Nouvelle vague d’évictions de logements au Nunavik, dans le nord du Québec
Alors qu’une crise du logement sévit depuis plusieurs années au Nunavik, la région la plus septentrionale de la province du Québec, l’Office municipal d’habitation Kativik (OMHK) a entrepris une trentaine d’évictions au cours de la dernière semaine.
Entre le 24 et le 29 octobre, l’OMHK a procédé à 33 évictions dans 7 villages de la région nordique, ce qui représente la moitié des communautés inuites de la province. L’organisme régional, qui est chargé à la fois d’administrer et d’entretenir les logements sociaux de 90 % de la population du Nunavik, n’avait pas évincé de locataires depuis 2016.
« Je pense que ces évictions ont eu lieu au mauvais moment, surtout avec l’arrivée de la neige et du froid », déplore Shaomik Inukpuk, le gérant municipal du village d’Inukjuak qui a été touché par deux cas d’éviction depuis les derniers jours.
- Inukjuak : 2
- Kangiqsualujjuaq : 1
- Kuujjuaq : 9
- Kuujjuarapik : 8
- Puvirnituq : 6
- Quaqtaq : 2
- Salluit : 5
« On s’entend tous pour dire que ce n’est pas l’idéal », admet la directrice générale de l’Office municipal d’habitation Kativik, Marie-France Brisson, en entrevue téléphonique depuis Kuujjuaq.
Cette dernière précise que les personnes expulsées étaient généralement des personnes seules ou des couples. « On n’a pas mis d’enfants ou de vieillards à la rue », confirme pour sa part l’agente de liaison avec les communautés pour l’OMHK, Sonia Gosselin.
« Ce n’est plaisant pour personne, mais on considère que les devoirs ont été réellement faits et que l’information à la population a mené à un succès », croit Marie-France Brisson, en faisant référence à la dernière campagne de sensibilisation lancée par l’office municipal, aux équipes déployées sur le terrain ou encore à la diffusion d’information par le biais des radios communautaires.
« Par contre, le message demeure le même : l’importance de payer un loyer », insiste-t-elle.
Avant d’expulser de leur logement les non-payeurs, l’Office municipal d’habitation Kativik doit déployer des agents de liaison et transmettre des lettres aux locataires pour leur proposer une entente de paiement. Si les résidents ne concluent aucune entente, un avis de signification est envoyé au domicile par l’intermédiaire d’un huissier. Les locataires ont alors cinq jours pour quitter leur logement.
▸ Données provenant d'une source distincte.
PR #5392, opened 2025-10-10
TRUNK-6442: ObsValidator should allow user-supplied reference ranges

ibacher:

This changes the ObsValidator so that it will not overwrite an existing value for the `obsReferenceRange` or `interpretation` fields if these are already filled in.

## Issue I worked on

see https://issues.openmrs.org/browse/TRUNK-6442

  No? -> execute above command

### DIFF
--- a/api/src/main/java/org/openmrs/Obs.java
+++ b/api/src/main/java/org/openmrs/Obs.java
@@ -1279,5 +1279,8 @@ public class Obs extends BaseFormRecordableOpenmrsData {
 	 */
 	public void setReferenceRange(ObsReferenceRange referenceRange) {
 		this.referenceRange = referenceRange;
+		if (referenceRange != null) {
+			referenceRange.setObs(this);
+		}
 	}
 }
--- a/api/src/main/java/org/openmrs/validator/ObsValidator.java
+++ b/api/src/main/java/org/openmrs/validator/ObsValidator.java
@@ -10,12 +10,10 @@
 package org.openmrs.validator;
 
 import java.util.ArrayList;
-import java.util.Collections;
-import java.util.Comparator;
 import java.util.List;
-import java.util.Objects;
 
 import org.apache.commons.text.StringEscapeUtils;
+import org.openmrs.BaseReferenceRange;
 import org.openmrs.Concept;
 import org.openmrs.ConceptDatatype;
 import org.openmrs.ConceptNumeric;
@@ -27,7 +25,6 @@ import org.openmrs.api.APIException;
 import org.openmrs.api.context.Context;
 import org.openmrs.api.db.hibernate.HibernateUtil;
 import org.openmrs.util.ConceptReferenceRangeUtility;
-import org.openmrs.util.OpenmrsUtil;
 import org.springframework.validation.Errors;
 import org.springframework.validation.Validator;
 
@@ -198,7 +195,7 @@ public class ObsValidator implements Validator {
 						}
 					}
 					
-					validateConceptReferenceRange(obs, errors, atRootNode);
+					validateReferenceRange(obs, errors, atRootNode);
 				} else if (dt.isText() && obs.getValueText() == null) {
 					if (atRootNode) {
 						errors.rejectValue("valueText", "error.null");
@@ -259,18 +256,22 @@ public class ObsValidator implements Validator {
 	 * @param obs Observation to validate
 	 * @param errors Errors to record validation issues
 	 */
-	private void validateConceptReferenceRange(Obs obs, Errors errors, boolean atRootNode) {
-		ConceptReferenceRange conceptReferenceRange = getReferenceRange(obs);
+	private void validateReferenceRange(Obs obs, Errors errors, boolean atRootNode) {
+		BaseReferenceRange referenceRange = obs.getReferenceRange();
+		if (referenceRange == null) {
+			referenceRange = getReferenceRange(obs);
+		}
 
-		if (conceptReferenceRange != null) {
-			validateAbsoluteRanges(obs, conceptReferenceRange, errors, atRootNode);
+		if (referenceRange != null) {
+			validateAbsoluteRanges(obs, referenceRange, errors, atRootNode);
 			
 			if (obs.getId() == null) {
-				setObsReferenceRange(obs, conceptReferenceRange);
+				setObsReferenceRange(obs, referenceRange);
 			}
 		} else if (obs.getId() == null) {
 			setObsReferenceRange(obs);
 		}
+		
 		setObsInterpretation(obs);
 	}
 
@@ -410,16 +411,16 @@ public class ObsValidator implements Validator {
 	 * Validates the high and low absolute values of the Obs.
 	 *
 	 * @param obs Observation to validate
-	 * @param conceptReferenceRange ConceptReferenceRange containing the range values
+	 * @param referenceRange ConceptReferenceRange containing the range values
 	 * @param errors Errors to record validation issues
 	 */
-	private void validateAbsoluteRanges(Obs obs, ConceptReferenceRange conceptReferenceRange, Errors errors, boolean atRootNode) {
-		if (conceptReferenceRange.getHiAbsolute() != null && conceptReferenceRange.getHiAbsolute() < obs.getValueNumeric()) {
+	private void validateAbsoluteRanges(Obs obs, BaseReferenceRange referenceRange, Errors errors, boolean atRootNode) {
+		if (referenceRange.getHiAbsolute() != null && referenceRange.getHiAbsolute() < obs.getValueNumeric()) {
 			if (atRootNode) {
 				errors.rejectValue(
 					"valueNumeric",
 					"error.value.outOfRange.high",
-					new Object[] { conceptReferenceRange.getHiAbsolute() },
+					new Object[] { referenceRange.getHiAbsolute() },
 					null
 				);
 			} else {
@@ -432,12 +433,12 @@ public class ObsValidator implements Validator {
 			}
 		}
 		
-		if (conceptReferenceRange.getLowAbsolute() != null && conceptReferenceRange.getLowAbsolute() > obs.getValueNumeric()) {
+		if (referenceRange.getLowAbsolute() != null && referenceRange.getLowAbsolute() > obs.getValueNumeric()) {
 			if (atRootNode) {
 				errors.rejectValue(
 					"valueNumeric",
 					"error.value.outOfRange.low",
-					new Object[] { conceptReferenceRange.getLowAbsolute() },
+					new Object[] { referenceRange.getLowAbsolute() },
 					null
 				);
 			} else {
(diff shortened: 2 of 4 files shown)


api/src/main/java/org/openmrs/validator/ObsValidator.java
```diff
@@ -455,20 +456,23 @@ private void validateAbsoluteRanges(Obs obs, ConceptReferenceRange conceptRefere
 	 * Builds and sets the ObsReferenceRange for the given Obs.
 	 *
 	 * @param obs Observation to set the reference range
-	 * @param conceptReferenceRange ConceptReferenceRange used to build the ObsReferenceRange
+	 * @param referenceRange ConceptReferenceRange used to build the ObsReferenceRange
```
samuelmale, line 459: Did you intend to replace `ConceptReferenceRange` with maybe `BaseReferenceRange`?

api/src/main/java/org/openmrs/validator/ObsValidator.java
```diff
@@ -410,16 +411,16 @@ private ConceptReferenceRange findStrictestReferenceRange(List<ConceptReferenceR
 	 * Validates the high and low absolute values of the Obs.
 	 *
 	 * @param obs Observation to validate
-	 * @param conceptReferenceRange ConceptReferenceRange containing the range values
+	 * @param referenceRange ConceptReferenceRange containing the range values
```
samuelmale, line 414: Did you intend to replace `ConceptReferenceRange` with maybe `BaseReferenceRange`?

Binayak490-cyber:
Hi @ibacher, @samuelmale, the PR is not touched since more than 4 months, are the updates done or the PR doesn't satisfy the fix for the issue...? If not so then i can go for a fix for the issue.

api/src/main/java/org/openmrs/Obs.java
```diff
@@ -1279,5 +1279,8 @@ public ObsReferenceRange getReferenceRange() {
 	 */
 	public void setReferenceRange(ObsReferenceRange referenceRange) {
 		this.referenceRange = referenceRange;
+		if (referenceRange != null) {
+			referenceRange.setObs(this);
+		}
```
Binayak490-cyber, line 1284: @ibacher, should the old reference range's obs back-pointer be cleared before setting the new one? e.g. if (this.referenceRange != null) this.referenceRange.setObs(null);

api/src/main/java/org/openmrs/validator/ObsValidator.java
```diff
@@ -455,20 +456,23 @@ private void validateAbsoluteRanges(Obs obs, ConceptReferenceRange conceptRefere
...
+		} else {
+			ObsReferenceRange obsRefRange = new ObsReferenceRange();
+			obsRefRange.setHiAbsolute(referenceRange.getHiAbsolute());
+			obsRefRange.setHiCritical(referenceRange.getHiCritical());
+			obsRefRange.setHiNormal(referenceRange.getHiNormal());
+			obsRefRange.setLowAbsolute(referenceRange.getLowAbsolute());
+			obsRefRange.setLowCritical(referenceRange.getLowCritical());
+			obsRefRange.setLowNormal(referenceRange.getLowNormal());
+			obs.setReferenceRange(obsRefRange);
+		}
```
Binayak490-cyber, line 475: @ibacher, what happens if a user supplies an ObsReferenceRange already linked to a different Obs? Should this case log a warning, throw an exception, or copy the values instead of silently skipping?

api/src/main/java/org/openmrs/validator/ObsValidator.java
```diff
@@ -479,33 +483,37 @@ private void setObsReferenceRange(Obs obs, ConceptReferenceRange conceptReferenc
 	private void setObsReferenceRange(Obs obs) {
 		if (obs.getConcept() == null) {
 			return;
+		} else if (obs.getReferenceRange() != null) {
+			return;
```
Binayak490-cyber, line 487: @ibacher, if a user sets a custom ObsReferenceRange but the concept has no ConceptReferenceRange, the absolute range validation (validateAbsoluteRanges) is skipped entirely. Is that intentional? The user-supplied range could still have meaningful absolute bounds to validate against.

dkayiwa (commented):
This one needs a real rebase rather than a conflict fix: all four files now conflict with master, and the code this PR edits has been restructured since (TRUNK-6512 moved the criteria evaluation behind ConceptService.getConceptReferenceRange(ConceptReferenceRangeContext), TRUNK-6610 reworked the validator internals, and the tree moved to Spotless formatting). The change is still worth carrying over, since master's validator still overwrites both the reference range and the interpretation, but it has to be re-applied onto the new structure. Two things to fold into that rebase: the ConceptReferenceRangeUtility.java hunks here are pure Javadoc re-wrapping and can be dropped, and TRUNK-6542 (Obs.newInstance now copies the reference range when an obs is edited) landed in the meantime, which fits the use-the-attached-range approach here but makes the interpretation issue in the inline comment on setObsInterpretation bite harder.

api/src/main/java/org/openmrs/validator/ObsValidator.java
```diff
@@ -479,33 +483,37 @@ private void setObsReferenceRange(Obs obs, ConceptReferenceRange conceptReferenc
...
 
 	/**
 	 * This method sets Obs interpretation based on the current obs' numeric value.
 	 *
 	 * @param obs Observation to set the interpretation
 	 */
 	private void setObsInterpretation(Obs obs) {
+		if (obs.getInterpretation() != null || obs.getValueNumeric() == null) {
+			return;
+		}
```
dkayiwa, line 513: This needs a rethink before merge: as written, editing a numeric obs keeps the interpretation that was computed for the old value. `Obs.newInstance` copies `interpretation` into the revision that `saveExistingObs` creates, and validation only runs against the original obs, so once an obs carries an interpretation (any numeric obs whose range set one at creation), no later edit ever re-interprets. I ran this on both branches with the standard test data: concept 4090, patient aged 60, value 100 saves as NORMAL; change the value to 131 (hiCritical is 130) and save again. On master the new revision comes back CRITICALLY_HIGH; on this branch it stays NORMAL. Nothing throws, so a corrected value silently keeps the old flag, and everything downstream that reads interpretation (FHIR, flowsheets) reports a normal result for a critical value.

The root problem is that the field carries no provenance, so this guard can't tell "the lab supplied this" from "I computed this on the last save". My preference is to scope the preserve rule to creation:

```suggestion
		if (obs.getValueNumeric() == null || (obs.getId() == null && obs.getInterpretation() != null)) {
			return;
		}
```

That keeps the TRUNK-6442 behavior for externally submitted new obs and restores re-interpretation when an existing obs is amended (the edit flow validates the original before `newInstance` copies it, so the new revision picks up the recomputed value). The trade-off is that an external system updating an existing obs gets its supplied interpretation recomputed; if that flow matters, clearing the interpretation in the edit path when `valueNumeric` changed would be the alternative. Either way, an `ObsServiceTest` that edits a numeric value and asserts the new revision's interpretation would have caught this; the added tests only cover creation.

api/src/main/java/org/openmrs/validator/ObsValidator.java
dkayiwa: Confirmed with the standard test data, and it goes further than the null case: an obs for concept 4090 (60-year-old, so concept_reference_range 30 applies, hiAbsolute 150) with value 200 fails validation on master, but passes on this branch as soon as a user range without absolute bounds is attached, because validateAbsoluteRanges now only ever sees the supplied range. The same happens when the supplied range simply has wider absolutes than the concept's. TRUNK-6442 talks about letting an assigned range overrule the automated selection of what gets stored; I don't read it as dropping the concept's own sanity bounds on the submitted value, and a bogus value that sails through validation is the kind of thing nobody notices until reports look wrong. My preference: keep validateAbsoluteRanges pinned to the concept/criteria-derived range regardless of what was supplied, and use the supplied range only for what gets stored on the obs and for interpretation. If the intent really is that a submitter's range also governs validation, that deserves a Javadoc note and a test.

api/src/main/java/org/openmrs/validator/ObsValidator.java
dkayiwa: With the setter change in this PR that state can't arise: Obs.setReferenceRange now re-points the range (referenceRange.setObs(this)), so by the time the validator sees a user-supplied ObsReferenceRange, getObs() is never null and never another obs. Which means the null check here can never fire, and the instanceof arm quietly does nothing, which happens to be the right outcome since the range is already attached. Re-attaching a range that is persisted for a different obs dies in Hibernate anyway, obs_id being the derived id (@MapsId). I'd simplify this to an early return for the ObsReferenceRange case with a comment saying it's already attached, and keep the copying for concept-derived ranges; as written the guard reads like it does something meaningful.

api/src/main/java/org/openmrs/validator/ObsValidator.java
ibacher: So, I'd like to agree with this, but realistically with our metadata changes we've adjusted CIEL so that it's "absolute" values do not always reflect bounds of possible measurement, but bounds of likely measurement. As long as that remains the case, enforcing absolute values would, in fact, lead to us rejecting perfectly valid readings. Consequently, those value-bounds cannot be used to validate a submitted obs and we must rely on the obs submitted with it's own reference range to correctly define the absolute bounds, just like we rely on it supplying the normal bounds.

api/src/main/java/org/openmrs/validator/ObsValidator.java
ibacher: I agree that we should be careful here. However, I think that the proposed change is _more_ harmful than the code in this PR, which implements something very intentional.

So, first, at a technical level, `obs.getId()` being `null` does not appropriately distinguish between a "new" obs and an updated obs. This is because updating an obs creates a new obs. It would be better to check that there is no _previous_ version.

However, the deeper problem is that this assume that our auto-calculated interpretations are the preferred interpretation. In fact, they are not. The preferred interpretation should always be the client-submitted interpretation, which is what this does. That is, if I run a test with a lab analyzer and the analyzer says the result is "CRITICAL", then the result should be regarded as "CRITICAL" regardless of what the reference range attached to the concept says. Concept reference ranges are, ultimately, not to be preferred over user-submitted values.

You are right that there is an issue where existing obs that have a new value will currently override the interpretation because we assume that the interpretation was auto-calculated. That assumption is also wrong. There's no way to resolve this without also tracking the provenance of the interpretation, but that's beyond the scope of this ticket.

ibacher: At best, we might propose if `previous_version` is not-null and the `value_numeric` has changed and the `interpretation` has not changed, then maybe we should re-interpret it, but this still puts us in a situation where the user-supplied interpretation (which should always be preferred if set) is overridden. The only workable solution is to somehow track the provenance of the interpretation.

Les loyers résidentiels au Nunavik, dont les échelles de prix sont proportionnelles aux revenus annuels des locataires, varient entre environ 100 $ et 900 $.
Les évictions, un poids de plus pour les logements surpeuplés
Le gérant municipal du village d’Inukjuak, Shaomik Inukpuk, indique que les personnes évincées sont habituellement hébergées chez des membres de leur famille.
« On sait qu’en général, ça peut causer des surpeuplements dans les maisons à cause de la pression familiale », complète le secrétaire-trésorier de Kuujjuarapik, Pierre Roussel.
En 2016, un peu plus de la moitié des 11 795 Inuits du Nunavik vivaient dans un logement surpeuplé. Dans plusieurs communautés inuites, enfants, aînés et parents cohabitent parfois dans des maisons de deux à trois chambres à coucher. Le dernier recensement de Statistique Canada rapportait qu’ils étaient en moyenne 11 % à résider dans une maison où il manquait deux chambres à coucher.
Ces conditions de vie ont notamment des répercussions sur la santé des résidents, comme l’a démontré la résurgence de la tuberculose, une maladie infectieuse connue pour ses ravages jusqu’aux années 1950.
Selon la Régie régionale de la santé et des services sociaux du Nunavik, le taux d’incidence de la tuberculose chez les Inuits du Nunavik est de 100 à 300 fois plus élevé que celui du reste du Québec, et la quasi-totalité des 14 communautés nordiques ont recensé des cas dans les dernières années.
« C’est extrêmement difficile dans notre communauté »
En plus du surpeuplement des logements, Shaomik Inukpuk estime que le problème des non-paiements de loyers est aussi alimenté par le coût élevé de la vie au Nunavik et par le manque criant d’emplois dans plusieurs communautés.
« Les évictions sont les dernières ressources [dont dispose l’Office municipal d’habitation Kativik], mais ça ne nous aide en aucun cas, souligne-t-il. Ça ne fait qu’aggraver les problèmes que nous tentons de régler. »
Shaomik Inukpuk croit que l’une des solutions pour remédier au fléau des évictions serait de créer davantage d’emplois dans les communautés.
En 2011, le taux de chômage au Nunavik atteignait plus de 14 %, selon la Chaire de recherche du Canada sur la condition autochtone comparée.